- Video artwork
- Directed by: Bob Wynn
- Written by: Jay Simms Tom Rolf (story)
- Produced by: Robert Stabler
- Starring: Leslie Nielsen Bradford Dillman Angie Dickinson;
- Cinematography: Bob Boatman
- Edited by: Jerry Greene
- Music by: Marlin Skiles
- Production company: Madison Productions, Inc.
- Distributed by: Gold Key Enterprises
- Release date: November 1971;
- Running time: 100 minutes
- Country: United States
- Language: English

= The Resurrection of Zachary Wheeler =

1971 film

The Resurrection of Zachary Wheeler is a 1971 science fiction film directed by Bob Wynn and starring Leslie Nielsen, Bradford Dillman and Angie Dickinson. This was one of the earliest films to depict medical exploitation of cloning, even though the term was not used. It was shot on videotape and transferred to film for theatrical and TV release. Gold Key Entertainment commissioned this film at the same time as it commissioned the film The Day of the Wolves, and tried to persuade Ferde Grofe to film that on video because of the cost savings, but he declined.

==Plot==
Reporter Harry Walsh (Nielsen) witnesses an auto accident in which two people are killed. Recognizing the survivor as Senator Clayton Zachary Wheeler (Dillman), he rides with him in the ambulance.

After he reports Wheeler's accident from the hospital, the staff tell him there is no such person admitted. Walsh's editor orders him to retract his story, which he refuses to do, at the cost of his job. Some detective work leads him to Alamogordo, New Mexico.

Meanwhile, Wheeler wakes up in a secret hospital run by Dr. Redding (Daly) and Dr. Layle Johnson (Dickinson). He finds out he is the recipient of an incredible transplant, utilizing organs harvested from "somas". These somas are bodies artificially grown from his own DNA.

Walsh has to elude two less-than-brilliant agents on his way to Alamogordo, finally escaping them, traveling with some migrant workers. Wheeler learns that the "fee" for his surgery is to do whatever he can do as Senator, for the Committee—a form of medical blackmail. Fielding (Wilke), the Committee chairman, refers to it as "a new type of money." Wheeler refuses to cooperate and threatens to turn the whole operation in. Fielding warns him he will never win a presidential nomination if news of his heart transplant gets out.

In Alamogordo, Walsh deduces that Wheeler's plane must have gone to Los Alamos, site of the old Manhattan Project. With the help of a newspaper buddy, he lands at the base and discovers an extra soma of Wheeler. Thinking it to be the senator, he breaks it out and commandeers Dr. Johnson's car.

The car crashes as Walsh maneuvers to avoid colliding with several individuals meandering around. Johnson sustains injuries, prompting Fielding to exploit the situation in an attempt to sway Wheeler's stance, threatening to withhold assistance. Despite Wheeler's growing attachment to her, his determination wavers, although Redding assures him that her injuries are minor.
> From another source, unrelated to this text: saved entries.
PR #922, opened 2024-04-04
Feat/fractional pool

rndquu:
This PR introduces fractional mint/redeem of the Dollar token based on the collateral ratio which represents how many tokens user has to provide in collateral and governance tokens.

How it worked before:
- mint: user provides 1 LUSD and gets 1 Dollar token
- redeem: user provides 1 Dollar token and gets 1 LUSD

**How it works in this PR**

Example 1 (collateral ratio is 100%):
- mint: user provides 1 LUSD and gets 1 Dollar token
- redeem: user provides 1 Dollar token and gets 1 LUSD

You may see that the behaviour is the same as in the previous code version when collateral ratio is 100%.

Example 2 (collateral ratio is 90%):
- mint: user provides 0.9 LUSD + 0.1 USD in UBQ tokens and gets 1 Dollar token
- redeem: user provides 1 Dollar token and gets 0.9 LUSD + 0.1 USD in UBQ tokens

The main reason why we need the fractional feature from the start is to incentivise initial investors (who staked collateral to get UBQ tokens) to put liquidity in the protocol. The plan is to set collateral ratio to 95% from the start so that initial investors could mint Dollar tokens with a 5% discount which is both profitable for investors and useful for protocol (i.e. Dollar token) liquidity.

The code works the same way as in one of the [popular stablecoins](https://github.com/FraxFinance/frax-solidity/blob/967002fc7f2c5ee9e175cabc763a776a8ed03e01/src/hardhat/contracts/Frax/Pools/FraxPoolV3.sol#L373-L387).

Notice:
1. We let the admin to set the collateral ratio value while the popular stablecoin protocol uses [dynamic collateral ratio](https://github.com/FraxFinance/frax-solidity/blob/967002fc7f2c5ee9e175cabc763a776a8ed03e01/src/hardhat/contracts/Frax/Frax.sol#L197-L221). Dynamic collateral ratio works this way: if stablecoin USD price is >$1.00 for some time then global collateral ratio is dicreased, on the contrary if stablecoin USD price is <$1.00 for some time then global collateral ratio is increased. We omit this mechanic for simplicity.
2. There is also the mechanic of [decollateralization](https://github.com/FraxFinance/frax-solidity/blob/967002fc7f2c5ee9e175cabc763a776a8ed03e01/src/hardhat/contracts/Frax/Pools/FraxPoolV3.sol#L499) and [recollateralization](https://github.com/FraxFinance/frax-solidity/blob/967002fc7f2c5ee9e175cabc763a776a8ed03e01/src/hardhat/contracts/Frax/Pools/FraxPoolV3.sol#L534) which works this way:
a) If collateral ratio is increased from 90% to 100% (dynamically or admin set it) then the pool contains 10% of missing collateral so users can deposit collateral to the pool in exchange for Governance tokens (with some premium) until the actual collateral value hits 100%. It is called recollateralization.
b) On the contrary, in case of decollateralization, if collateral ratio is decreased from 100% to 90% then the pool contains 10% of excess collateral. Users can burn their Governance tokens in exchange for collateral until the actual collateral value is 90%.
Initially we plan to set collateral ratio to 95% and leave it at that level. Besides users can [override](https://github.com/FraxFinance/frax-solidity/blob/967002fc7f2c5ee9e175cabc763a776a8ed03e01/src/hardhat/contracts/Frax/Pools/FraxPoolV3.sol#L360) fractional mechanic on mint. But should we want to update collateral ratio from 95% to some other value after the deployment we'll have to add decollateralization and recollateralization methods to the protocol so that users could rebalance the pool.

P.S. Sadly this PR modifies already audited contracts so we'll have to find somebody from the Sherlock's audit to check the updates
P.P.S Diamond storage check workflow is [failing](https://github.com/ubiquity/ubiquity-dollar/actions/runs/8557216549/job/23448939640?pr=922) which is expected and is ok since the contracts are not deployed yet.
P.P.P.S. I will update mainnet and development deploy script in another PR

### DIFF
--- a/packages/contracts/src/dollar/facets/UbiquityPoolFacet.sol
+++ b/packages/contracts/src/dollar/facets/UbiquityPoolFacet.sol
@@ -33,6 +33,11 @@ contract UbiquityPoolFacet is IUbiquityPool, Modifiers {
     }
 
     /// @inheritdoc IUbiquityPool
+    function collateralRatio() external view returns (uint256) {
+        return LibUbiquityPool.collateralRatio();
+    }
+
+    /// @inheritdoc IUbiquityPool
     function collateralUsdBalance()
         external
         view
@@ -178,6 +183,11 @@ contract UbiquityPoolFacet is IUbiquityPool, Modifiers {
             chainLinkPriceFeedAddress,
             stalenessThreshold
         );
+    }
+
+    /// @inheritdoc IUbiquityPool
+    function setCollateralRatio(uint256 newCollateralRatio) external onlyAdmin {
+        LibUbiquityPool.setCollateralRatio(newCollateralRatio);
     }
 
     /// @inheritdoc IUbiquityPool
--- a/packages/contracts/src/dollar/facets/UbiquityPoolFacet.sol
+++ b/packages/contracts/src/dollar/facets/UbiquityPoolFacet.sol
@@ -84,6 +84,15 @@ contract UbiquityPoolFacet is IUbiquityPool, Modifiers {
     }
 
     /// @inheritdoc IUbiquityPool
+    function getGovernancePriceUsd()
+        external
+        view
+        returns (uint256 governancePriceUsd)
+    {
+        return LibUbiquityPool.getGovernancePriceUsd();
+    }
+
+    /// @inheritdoc IUbiquityPool
     function getRedeemCollateralBalance(
         address userAddress,
         uint256 collateralIndex
--- a/packages/contracts/src/dollar/facets/UbiquityPoolFacet.sol
+++ b/packages/contracts/src/dollar/facets/UbiquityPoolFacet.sol
@@ -86,6 +86,11 @@ contract UbiquityPoolFacet is IUbiquityPool, Modifiers {
             );
     }
 
+    /// @inheritdoc IUbiquityPool
+    function governanceEthPoolAddress() external view returns (address) {
+        return LibUbiquityPool.governanceEthPoolAddress();
+    }
+
     //====================
     // Public functions
     //====================
@@ -197,6 +202,15 @@ contract UbiquityPoolFacet is IUbiquityPool, Modifiers {
         uint256 newRedeemFee
     ) external onlyAdmin {
         LibUbiquityPool.setFees(collateralIndex, newMintFee, newRedeemFee);
+    }
+
+    /// @inheritdoc IUbiquityPool
+    function setGovernanceEthPoolAddress(
+        address newGovernanceEthPoolAddress
+    ) external onlyAdmin {
+        LibUbiquityPool.setGovernanceEthPoolAddress(
+            newGovernanceEthPoolAddress
+        );
     }
 
     /// @inheritdoc IUbiquityPool
--- a/packages/contracts/src/dollar/facets/UbiquityPoolFacet.sol
+++ b/packages/contracts/src/dollar/facets/UbiquityPoolFacet.sol
@@ -171,7 +171,11 @@ contract UbiquityPoolFacet is IUbiquityPool, Modifiers {
     /// @inheritdoc IUbiquityPool
     function collectRedemption(
         uint256 collateralIndex
-    ) external nonReentrant returns (uint256 collateralAmount) {
+    )
+        external
+        nonReentrant
+        returns (uint256 governanceAmount, uint256 collateralAmount)
+    {
         return LibUbiquityPool.collectRedemption(collateralIndex);
     }
 
--- a/packages/contracts/src/dollar/facets/UbiquityPoolFacet.sol
+++ b/packages/contracts/src/dollar/facets/UbiquityPoolFacet.sol
@@ -105,6 +105,13 @@ contract UbiquityPoolFacet is IUbiquityPool, Modifiers {
     }
 
     /// @inheritdoc IUbiquityPool
+    function getRedeemGovernanceBalance(
+        address userAddress
+    ) external view returns (uint256) {
+        return LibUbiquityPool.getRedeemGovernanceBalance(userAddress);
+    }
+
+    /// @inheritdoc IUbiquityPool
     function governanceEthPoolAddress() external view returns (address) {
         return LibUbiquityPool.governanceEthPoolAddress();
     }
@@ -145,12 +152,18 @@ contract UbiquityPoolFacet is IUbiquityPool, Modifiers {
     function redeemDollar(
         uint256 collateralIndex,
         uint256 dollarAmount,
+        uint256 governanceOutMin,
         uint256 collateralOutMin
-    ) external nonReentrant returns (uint256 collateralOut) {
+    )
+        external
+        nonReentrant
+        returns (uint256 collateralOut, uint256 governanceOut)
+    {
         return
             LibUbiquityPool.redeemDollar(
                 collateralIndex,
                 dollarAmount,
+                governanceOutMin,
                 collateralOutMin
             );
     }
--- a/packages/contracts/src/dollar/facets/UbiquityPoolFacet.sol
+++ b/packages/contracts/src/dollar/facets/UbiquityPoolFacet.sol
@@ -118,18 +118,26 @@ contract UbiquityPoolFacet is IUbiquityPool, Modifiers {
         uint256 collateralIndex,
         uint256 dollarAmount,
         uint256 dollarOutMin,
-        uint256 maxCollateralIn
+        uint256 maxCollateralIn,
+        uint256 maxGovernanceIn,
+        bool isOneToOne
     )
         external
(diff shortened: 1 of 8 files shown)


packages/contracts/src/dollar/libraries/LibUbiquityPool.sol
```diff
@@ -87,6 +89,15 @@ library LibUbiquityPool {
         bool[] isMintPaused;
         // whether redeeming is paused for a particular collateral index
         bool[] isRedeemPaused;
+        //====================================
+        // Governance token pricing related
+        //====================================
+        // chainlink price feed for ETH/USD pair
+        address ethUsdPriceFeedAddress;
+        // threshold in seconds when chainlink's ETH/USD price feed answer should be considered stale
+        uint256 ethUsdPriceFeedStalenessThreshold;
```
gitcoindev, line 103: I do not see `ethUsdPriceFeedStalenessThreshold` being used, could you please also add a test for this that verifies behavior of stale price feed? Perhaps I am to tired today but I just see setters/ getters tests and an emitted event only.

rndquu: This PR is a draft

packages/contracts/src/dollar/facets/UbiquityPoolFacet.sol
```diff
@@ -69,6 +83,15 @@ contract UbiquityPoolFacet is IUbiquityPool, Modifiers {
         return LibUbiquityPool.getDollarPriceUsd();
     }
 
+    /// @inheritdoc IUbiquityPool
+    function getGovernancePriceUsd()
```
molecula451, line 87: please lets do USD, all upper case

packages/contracts/src/dollar/facets/UbiquityPoolFacet.sol
```diff
@@ -41,6 +46,15 @@ contract UbiquityPoolFacet is IUbiquityPool, Modifiers {
         return LibUbiquityPool.collateralUsdBalance();
     }
 
+    /// @inheritdoc IUbiquityPool
+    function ethUsdPriceFeedInformation()
```
molecula451, line 50: `ethUSDPriceFeedInformation()` looks equally better

packages/contracts/src/dollar/facets/UbiquityPoolFacet.sol
0x4007: According to our code styleguide it's supposed to be `Usd`

I guess it's not explicitly stated but it's implicit due to the `Nft` [rule](https://github.com/ubiquity/ubiquity-dollar/blob/development/.github/CONTRIBUTING.md)

molecula451: i think it's fine too tho, altho usually tickers symbols are always uppercase, what you think @gitcoindev

molecula451 (approved):
We are tight on time, this PR looks good to me

packages/contracts/src/dollar/facets/UbiquityPoolFacet.sol
gitcoindev: Let's use the style guide then.

gitcoindev (approved):

packages/contracts/src/dollar/libraries/LibUbiquityPool.sol
```diff
@@ -357,68 +477,106 @@ library LibUbiquityPool {
...
+                collateralIndex,
+                dollarForCollateral
+            );
+            governanceNeeded = dollarForGovernance
+                .mul(UBIQUITY_POOL_PRICE_PRECISION)
+                .div(getGovernancePriceUsd());
+        }
 
         // subtract the minting fee
         totalDollarMint = dollarAmount
```
0xadrii, line 549: [HIGH] - Substracting the minting fee after computing the collateral needed will break dollar stability.

The current approach to mint is (considering the simplest scenario where CR > 100% or `isOneToOne` is set to `true`):
1. User calls `mintDollar` and specifies the amount of dollars he wants to mint via the `dollarAmount` parameter
2. The collateral needed is computed from the `dollarAmount` requested by the user
3. **After** computing the collateral needed to mint `dollarAmount`, the `mintingFee` is substracted from `dollarAmount` so that only `totalDollarMint` will be minted

This approach is wrong and breaks the peg mechanism, given that the amount of dollar minted will always be smaller than the expected by the peg algorithm. Consider the following numbers (assuming 1 dollar = 1 LUSD):
1. User wants to mint dollar and specifies a  `dollarAmount` of 1000.
2. `getDollarInCollateral` returns a `collateralNeeded` of 1000
3. After that, the fee is substracted from `dollarAmount` (let's say a 10% applies) and the final `totalDollarMint` amount to mint is 900 dollar.

The result is we have dollar always overbacked by collateral, which will draw dollar price down because every time dollar is minted the supply becomes more scarce than the amount backing it.

This situation is similar to adding fees to an ERC4626 vault and calling the `previewMint`. As [OpenZeppelin's research](https://docs.openzeppelin.com/contracts/4.x/erc4626#fees) shows, when the shares are requested, the fees are added on top of the computed assets (not substracted from them), so that this imbalance does not occur.


On the other hand, the `redeemDollar` flow is correct. When redeeming, users will specify the `dollarAmount` they want to redeem, and the first action taken will be to substract the fee (`dollarAfterFee`). Then, all computations will be performed considering the already-substracted fee, so no supply imbalance will take place.

rndquu, line 549: Original Frax contract [works](https://github.com/FraxFinance/frax-solidity/blob/967002fc7f2c5ee9e175cabc763a776a8ed03e01/src/hardhat/contracts/Frax/Pools/FraxPoolV3.sol#L390) the same way.

> This approach is wrong and breaks the peg mechanism, given that the amount of dollar minted will always be smaller than the expected by the peg algorithm

The peg mechanism is based on arbitrage opportunity (users must always be able to mint/redeem 1 Dollar token for exactly 1 USD in collateral), not on the amount of collateral.

> The result is we have dollar always overbacked by collateral, which will draw dollar price down

I don't understand why overcollateralization is bad. On the contrary, the greater the collateral/Dollar ratio the better the pool's resistance to collateral depeg.

Overall I think that overcollateralization doesn't harm the protocol and USD peg in particular.

@0xadrii Are there any similar issues on sherlock/code4arena ?

@gitcoindev @molecula451 Help

gitcoindev: I also always considered overcollateralization as good. Most protocols are overcollateralized by design. For LUSD (Liquity) which is also considered as current main collateral for Dollar, MCR (minimal collateral ratio) is 110%.
User deposits ETH, which is 110% value of LUSD, gets LUSD backed loan. 

https://medium.com/@lefl0wdutemp/a-deepdive-into-liquity-v2-7463beff53d4 is a good explanation.

I will have to give some more thought to @0xadrii 's findings, and read the OpenZeppelin's research as well.

0xadrii: Yes, just checked a bit deeper and it does not have the impact I initially thought. I found a similar issue in another project but the internal mechanics were a bit different so it affected the protocol in a different way, so in this case it is a false positive.

packages/contracts/src/dollar/libraries/LibUbiquityPool.sol
```diff
@@ -778,6 +992,45 @@ library LibUbiquityPool {
...
+     * - Mint: user provides 1 collateral token to get 1 Dollar
+     * - Redeem: user gets 1 collateral token for 1 Dollar
+     *
+     * @dev Example (900_000 = 90%):
+     * - Mint: user provides 0.9 collateral token and 0.1 Governance token to get 1 Dollar
+     * - Redeem: user gets 0.9 collateral token and 0.1 Governance token for 1 Dollar
+     *
+     * @param newCollateralRatio New collateral ratio
+     */
+    function setCollateralRatio(uint256 newCollateralRatio) internal {
```
0xadrii, line 1009: [LOW] - Collateral ratio should be capped

As seen in [Frax's code](https://github.com/FraxFinance/frax-solidity/blob/967002fc7f2c5ee9e175cabc763a776a8ed03e01/src/hardhat/contracts/Frax/Frax.sol#L212), collateral ratio will always be capped at 100%. For Ubiquity, if a higher value is wrongly set and the dynamic CR is implemented, then it could cause some issues. It is recommended to add a maximum value for `newCollateralRatio` of 1_000_000.

It would also be good to cap the fees in the `setFees` function to the max acceptable values, as well as the redemption delay blocks in `setRedemptionDelayBlocks`.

Walsh and Wheeler finally meet, and agree to expose the Committee together, even as Fielding and Redding discuss a new "client" they have been hoping for.

==Cast==
- Leslie Nielsen	...	Harry Walsh
- Bradford Dillman	...	Sen. Clayton Zachary Wheeler/Soma
- James Daly	...	Dr. Redding
- Angie Dickinson	...	Dr. Layle Johnson
- Robert J. Wilke	...	Hugh Fielding
- Jack Carter	...	Dwight Chiles
- Don Haggerty	...	Jake
- Lew Brown	...	Collins
- Richard Schuyler	...	Bates
- Dick Simmons	...	Adams
- William Bryant	...	Craig Harmon
- Tris Coffin	...	Dr. Keating
- Peter Mamakos	...	Premier Mabulla
- Ruben Moreno	...	General Muñoz
- Steve Cory	...	Carson
- Steve Conte ... Radio Opr. #2

==Production==
Tom Rolf got the idea for the film reading about organ transplants in Esquire. At the time he was production coordinator on the TV series The Big Valley. Rolf told his friend Jay Simms, a writer on the series, about his idea. Together they wrote the film in about three weeks. They gave the script to Simms' agent, who liked it. Rolf felt that despite the low budget, the film was ahead of its time, and was pleased with it. Rolf was normally an editor and this film was his only writing credit. It took 17 days to shoot.

The name used for the clones, soma, is Greek for "body". They share the name with the hallucinogenic drug used by the urbanites in Aldous Huxley's 1932 novel, Brave New World. The film is noted as possibly the earliest to depict surgical transplants using clones for parts.

According to Variety, this was the first American film to be shot on videotape and transferred to film for release. Although 200 Motels was released the month before, the movie didn't have any actual plot. There had also been some other and earlier theatrical releases shot on black and white videotape, and transferred to film through the Electronovision process, which were recorded performances of stage plays and concerts.